## [ACTION ITEM]
Nothing but the lines holding the string "admins" should appear in the answer. Copy them from the entries.

## [DATA SUPPLIED]

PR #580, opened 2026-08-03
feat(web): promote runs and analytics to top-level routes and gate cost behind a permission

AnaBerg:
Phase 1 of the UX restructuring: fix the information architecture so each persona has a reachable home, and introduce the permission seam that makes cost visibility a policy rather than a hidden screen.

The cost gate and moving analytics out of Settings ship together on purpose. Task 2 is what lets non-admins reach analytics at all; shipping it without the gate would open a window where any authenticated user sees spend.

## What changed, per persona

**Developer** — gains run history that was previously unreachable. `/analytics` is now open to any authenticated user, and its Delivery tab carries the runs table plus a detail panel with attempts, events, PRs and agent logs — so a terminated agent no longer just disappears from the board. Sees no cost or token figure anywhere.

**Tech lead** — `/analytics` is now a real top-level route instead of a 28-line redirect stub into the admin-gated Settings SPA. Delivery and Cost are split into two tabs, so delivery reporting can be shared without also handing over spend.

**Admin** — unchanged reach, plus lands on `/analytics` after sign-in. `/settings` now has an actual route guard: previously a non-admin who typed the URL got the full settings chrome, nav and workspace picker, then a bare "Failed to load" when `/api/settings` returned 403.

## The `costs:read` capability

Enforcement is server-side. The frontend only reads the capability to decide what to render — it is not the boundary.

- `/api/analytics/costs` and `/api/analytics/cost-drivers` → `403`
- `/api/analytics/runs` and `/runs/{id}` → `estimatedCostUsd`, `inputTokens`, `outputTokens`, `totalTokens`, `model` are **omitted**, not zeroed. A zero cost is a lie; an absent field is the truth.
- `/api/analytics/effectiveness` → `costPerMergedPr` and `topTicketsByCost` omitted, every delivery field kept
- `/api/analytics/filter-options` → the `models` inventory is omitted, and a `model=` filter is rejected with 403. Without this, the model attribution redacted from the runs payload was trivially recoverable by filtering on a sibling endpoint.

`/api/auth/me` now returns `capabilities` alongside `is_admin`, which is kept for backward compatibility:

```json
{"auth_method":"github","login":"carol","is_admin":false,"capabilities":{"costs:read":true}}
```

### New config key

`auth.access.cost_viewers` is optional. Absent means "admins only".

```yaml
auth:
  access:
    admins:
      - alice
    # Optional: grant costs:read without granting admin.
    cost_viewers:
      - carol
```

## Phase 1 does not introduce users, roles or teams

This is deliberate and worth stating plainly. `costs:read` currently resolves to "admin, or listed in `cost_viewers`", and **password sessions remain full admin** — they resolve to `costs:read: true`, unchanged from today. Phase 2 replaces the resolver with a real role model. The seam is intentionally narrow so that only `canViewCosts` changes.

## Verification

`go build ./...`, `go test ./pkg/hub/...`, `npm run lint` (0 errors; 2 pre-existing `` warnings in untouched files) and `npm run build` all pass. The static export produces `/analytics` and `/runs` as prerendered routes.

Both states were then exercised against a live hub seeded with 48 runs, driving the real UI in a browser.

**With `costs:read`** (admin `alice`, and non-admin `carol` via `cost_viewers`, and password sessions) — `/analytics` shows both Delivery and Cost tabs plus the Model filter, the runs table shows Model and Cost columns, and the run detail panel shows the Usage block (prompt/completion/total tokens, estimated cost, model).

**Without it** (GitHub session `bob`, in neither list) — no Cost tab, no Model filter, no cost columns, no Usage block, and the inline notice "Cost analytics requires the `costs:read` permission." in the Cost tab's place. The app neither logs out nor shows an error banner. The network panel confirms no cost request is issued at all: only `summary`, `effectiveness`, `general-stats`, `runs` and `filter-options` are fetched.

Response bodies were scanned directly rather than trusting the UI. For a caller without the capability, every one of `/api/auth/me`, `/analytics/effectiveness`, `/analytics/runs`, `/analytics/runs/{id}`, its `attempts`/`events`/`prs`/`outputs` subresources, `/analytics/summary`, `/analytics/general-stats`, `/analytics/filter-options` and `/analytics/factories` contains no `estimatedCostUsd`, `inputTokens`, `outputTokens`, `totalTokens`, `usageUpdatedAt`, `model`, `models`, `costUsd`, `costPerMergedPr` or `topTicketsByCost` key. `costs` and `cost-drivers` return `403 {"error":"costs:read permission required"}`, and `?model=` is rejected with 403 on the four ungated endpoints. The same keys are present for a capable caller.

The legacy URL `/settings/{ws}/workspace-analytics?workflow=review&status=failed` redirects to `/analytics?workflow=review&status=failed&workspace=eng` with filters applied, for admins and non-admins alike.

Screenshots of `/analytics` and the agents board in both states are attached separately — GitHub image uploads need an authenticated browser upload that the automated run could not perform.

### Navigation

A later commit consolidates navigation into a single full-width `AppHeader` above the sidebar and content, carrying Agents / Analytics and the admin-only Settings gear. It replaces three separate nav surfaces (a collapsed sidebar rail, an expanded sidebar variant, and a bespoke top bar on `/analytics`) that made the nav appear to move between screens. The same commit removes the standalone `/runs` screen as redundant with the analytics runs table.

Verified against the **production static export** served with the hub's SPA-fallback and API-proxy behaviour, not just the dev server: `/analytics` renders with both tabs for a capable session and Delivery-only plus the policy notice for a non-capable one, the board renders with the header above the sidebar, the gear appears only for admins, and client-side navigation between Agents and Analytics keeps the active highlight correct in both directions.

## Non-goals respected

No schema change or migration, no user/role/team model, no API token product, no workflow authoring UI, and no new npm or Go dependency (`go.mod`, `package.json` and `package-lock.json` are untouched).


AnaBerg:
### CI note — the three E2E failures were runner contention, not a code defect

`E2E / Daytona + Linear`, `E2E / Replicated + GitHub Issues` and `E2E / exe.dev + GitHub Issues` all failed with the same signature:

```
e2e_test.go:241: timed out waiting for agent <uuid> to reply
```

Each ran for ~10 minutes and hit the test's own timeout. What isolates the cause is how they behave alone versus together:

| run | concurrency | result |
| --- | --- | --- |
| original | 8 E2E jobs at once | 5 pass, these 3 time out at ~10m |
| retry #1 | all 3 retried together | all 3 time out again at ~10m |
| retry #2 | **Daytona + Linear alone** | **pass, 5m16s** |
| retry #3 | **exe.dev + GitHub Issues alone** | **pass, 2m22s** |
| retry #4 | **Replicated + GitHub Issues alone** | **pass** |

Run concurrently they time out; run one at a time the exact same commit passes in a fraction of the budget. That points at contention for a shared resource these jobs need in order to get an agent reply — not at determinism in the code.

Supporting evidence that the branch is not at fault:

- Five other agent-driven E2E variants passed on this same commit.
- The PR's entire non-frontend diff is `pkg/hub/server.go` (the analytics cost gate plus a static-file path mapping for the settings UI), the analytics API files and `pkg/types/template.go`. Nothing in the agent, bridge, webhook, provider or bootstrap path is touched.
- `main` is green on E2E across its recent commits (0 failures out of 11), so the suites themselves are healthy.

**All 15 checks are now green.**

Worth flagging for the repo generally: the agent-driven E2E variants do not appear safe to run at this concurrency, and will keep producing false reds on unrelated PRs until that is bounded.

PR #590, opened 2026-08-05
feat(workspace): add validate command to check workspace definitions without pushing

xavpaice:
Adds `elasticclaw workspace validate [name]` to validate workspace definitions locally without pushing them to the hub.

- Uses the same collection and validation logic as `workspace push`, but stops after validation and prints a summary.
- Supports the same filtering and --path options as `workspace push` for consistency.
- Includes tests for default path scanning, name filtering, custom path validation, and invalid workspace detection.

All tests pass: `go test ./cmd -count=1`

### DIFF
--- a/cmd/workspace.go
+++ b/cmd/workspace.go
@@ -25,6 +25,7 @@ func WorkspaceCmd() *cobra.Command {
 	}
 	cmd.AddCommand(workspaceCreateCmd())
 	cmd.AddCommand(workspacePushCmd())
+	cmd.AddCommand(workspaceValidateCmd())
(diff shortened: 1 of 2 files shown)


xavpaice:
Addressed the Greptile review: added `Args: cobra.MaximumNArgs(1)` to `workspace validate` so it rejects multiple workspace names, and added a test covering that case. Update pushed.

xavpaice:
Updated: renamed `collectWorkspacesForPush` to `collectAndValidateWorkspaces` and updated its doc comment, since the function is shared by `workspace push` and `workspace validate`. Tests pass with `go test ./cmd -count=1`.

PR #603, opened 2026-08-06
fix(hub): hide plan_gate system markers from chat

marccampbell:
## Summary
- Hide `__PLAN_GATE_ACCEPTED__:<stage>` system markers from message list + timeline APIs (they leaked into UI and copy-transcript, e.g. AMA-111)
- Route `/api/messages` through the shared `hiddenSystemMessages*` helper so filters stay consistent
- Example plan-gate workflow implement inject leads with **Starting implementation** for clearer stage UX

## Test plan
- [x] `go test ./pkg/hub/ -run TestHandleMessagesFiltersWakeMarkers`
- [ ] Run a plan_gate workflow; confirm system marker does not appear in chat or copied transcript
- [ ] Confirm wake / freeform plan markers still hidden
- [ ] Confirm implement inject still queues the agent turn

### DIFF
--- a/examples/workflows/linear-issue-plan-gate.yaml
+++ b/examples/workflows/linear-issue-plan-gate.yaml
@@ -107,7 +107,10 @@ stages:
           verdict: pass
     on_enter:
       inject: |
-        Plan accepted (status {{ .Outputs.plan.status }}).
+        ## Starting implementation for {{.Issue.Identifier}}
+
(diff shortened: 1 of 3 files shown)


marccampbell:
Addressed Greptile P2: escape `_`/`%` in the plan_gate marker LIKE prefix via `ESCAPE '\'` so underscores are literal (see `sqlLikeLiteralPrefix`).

## [SOLUTION FOR THIS EXERCISE]
The cost gate and moving analytics out of Settings ship together on purpose. Task 2 is what lets non-admins reach analytics at all; shipping it without the gate would open a window where any authenticated user sees spend.
`auth.access.cost_viewers` is optional. Absent means "admins only".
    admins:
The legacy URL `/settings/{ws}/workspace-analytics?workflow=review&status=failed` redirects to `/analytics?workflow=review&status=failed&workspace=eng` with filters applied, for admins and non-admins alike.
Verified against the **production static export** served with the hub's SPA-fallback and API-proxy behaviour, not just the dev server: `/analytics` renders with both tabs for a capable session and Delivery-only plus the policy notice for a non-capable one, the board renders with the header above the sidebar, the gear appears only for admins, and client-side navigation between Agents and Analytics keeps the active highlight correct in both directions.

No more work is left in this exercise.